Another option would be to cut costs, which probably
means staff. The editor would have to fire at least five staff (and
probably many more) to add $700 000 to the journal’s profits, and clearly such
a strategy could not be followed more than a couple of times.
It’s thus very tempting to publish that drug company
sponsored trial, and the temptation is increased further by such trials
boosting impact factors, as the PloS Medicine paper shows. Such trials are well
cited partly because they are important and partly because drug companies have
considerable resources to promote the papers, not least by distributing
hundreds of thousands of reprints. The PloS Medicine authors calculate that the
impact factor of the New England Journal of Medicine would be reduced by about
15% if it declined to publish drug company sponsored trials.
And editors care very much about impact factors. A high
score means not only prestige but also more important papers, more
subscriptions, and so more money. Publishing a drug company sponsored trial
rather than, say, a study of changing the built environment to increase
physical activity will bring both profit and an increased impact factor. How
tempting.
The PloS Medicine authors show, as have others, that the
proportion of trials funded solely by industry ranges from 7% in the BMJ
through 26% for JAMA to 32% for the New England Journal of Medicine. The
authors asked the owners of the six journals they studied to give them data on
sources of income, but only the BMJ and the Lancet agreed. In 2005-6 the BMJ
made 16% of its income from display advertising and 3% from the sale of
reprints, while the Lancet made 1% from display advertising and 41% from
reprints. The Lancet sold 11,5 million reprints, and the BMJ 968 000.
The authors tried to work out the income of the American
journals from their tax returns, but it wasn’t easy because their owners
publish more than one journal. They asked the owners to confirm their
calculations but were unable to elicit any response from the editors of JAMA and
the New England Journal of Medicine.
The conclusion of the authors is that journals should
disclose financial conflicts of interest in the way that they require authors
and reviewers to do. They will, I suspect, have a long wait.

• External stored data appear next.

PR #5156, opened 2020-09-28
[proof-new] Updates to proof node updater

HanielB:


src/expr/proof_node_updater.cpp
```diff
@@ -73,6 +78,9 @@ void ProofNodeUpdater::processInternal(std::shared_ptr<ProofNode> pf,
   std::shared_ptr<ProofNode> cur;
   visit.push_back(pf);
   std::map<Node, std::shared_ptr<ProofNode>>::iterator itc;
+  // NOTE: temporary, debugging
```
ajreynol, line 81: This shouldn't go to master.

src/expr/proof_node_updater.cpp
```diff
@@ -82,19 +90,26 @@ void ProofNodeUpdater::processInternal(std::shared_ptr<ProofNode> pf,
   {
     cur = visit.back();
     visit.pop_back();
+    // don't continue visiting proof node
```
ajreynol, line 93: I don't think this is the right place for this, since we haven't determined yet if cur is a new proof node to be processed.  Moreover I think the shouldContinue should be a flag on shouldUpdate (see other comment).

src/expr/proof_node_updater.cpp
```diff
@@ -22,6 +22,11 @@ namespace CVC4 {
 ProofNodeUpdaterCallback::ProofNodeUpdaterCallback() {}
 ProofNodeUpdaterCallback::~ProofNodeUpdaterCallback() {}
 
+bool ProofNodeUpdaterCallback::shouldContinue(std::shared_ptr<ProofNode> pn)
```
ajreynol, line 25: Can we make this a flag on shouldUpdate so that it is parallel to how the shouldContinue flag works on update?

ajreynol (changes requested):

src/expr/proof_node_updater.h
```diff
@@ -36,7 +36,8 @@ class ProofNodeUpdaterCallback
   ProofNodeUpdaterCallback();
   virtual ~ProofNodeUpdaterCallback();
   /** Should proof pn be updated? */
-  virtual bool shouldUpdate(ProofNode* pn) = 0;
+  virtual bool shouldUpdate(std::shared_ptr<ProofNode> pn,
```
ajreynol, line 39: Document the continueUpdate flag.

HanielB: done

ajreynol (approved):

I must confess that nothing surprised me in the paper,
but I do think that it’s am important step to begin to provide some data,
albeit tentative and incomplete, on the financial conflicts of interest of
editors and journals.
But what did surprise me was the quote from Marcia Angell
with which Harvey Marcovitch ended his editorial in PloS Medicine. Angell was
an editor on the New England Journal of Medicine for some 20 years, and I knew
her a little. She is brilliant and feisty, has been voted one of the most
influential women in the US, and fought battles with the Massachusetts Medical
Society, the owners of the New England Journal of Medicine. She wrote a
very readable and influential book on medicine and the drug industry, and she
writes excellent pieces in the New York Review of Books.
I’ve read several of her articles, but I hadn’t read the
one that Marcovitch quoted in which she wrote: “it is simply no longer possible
to believe much of the clinical research that is published, or to rely on the
judgment of trusted physicians or authoritative medical guidelines. I take no
pleasure in this conclusion, which I reached slowly and reluctantly over my two
decades as an editor of the New England Journal of Medicine.”
Sadly I followed the same path and spelt out my
disillusionment in my “j’accuse” book The Trouble with Medical Journals. I
wrote it in 2004, and since then my pessimism has deepened.
Competing interest: RS was editor of the BMJ and chief
executive of the BMJ Publishing Group from 1991 to 2004. He is also a member of
the board of the Public Library of Science.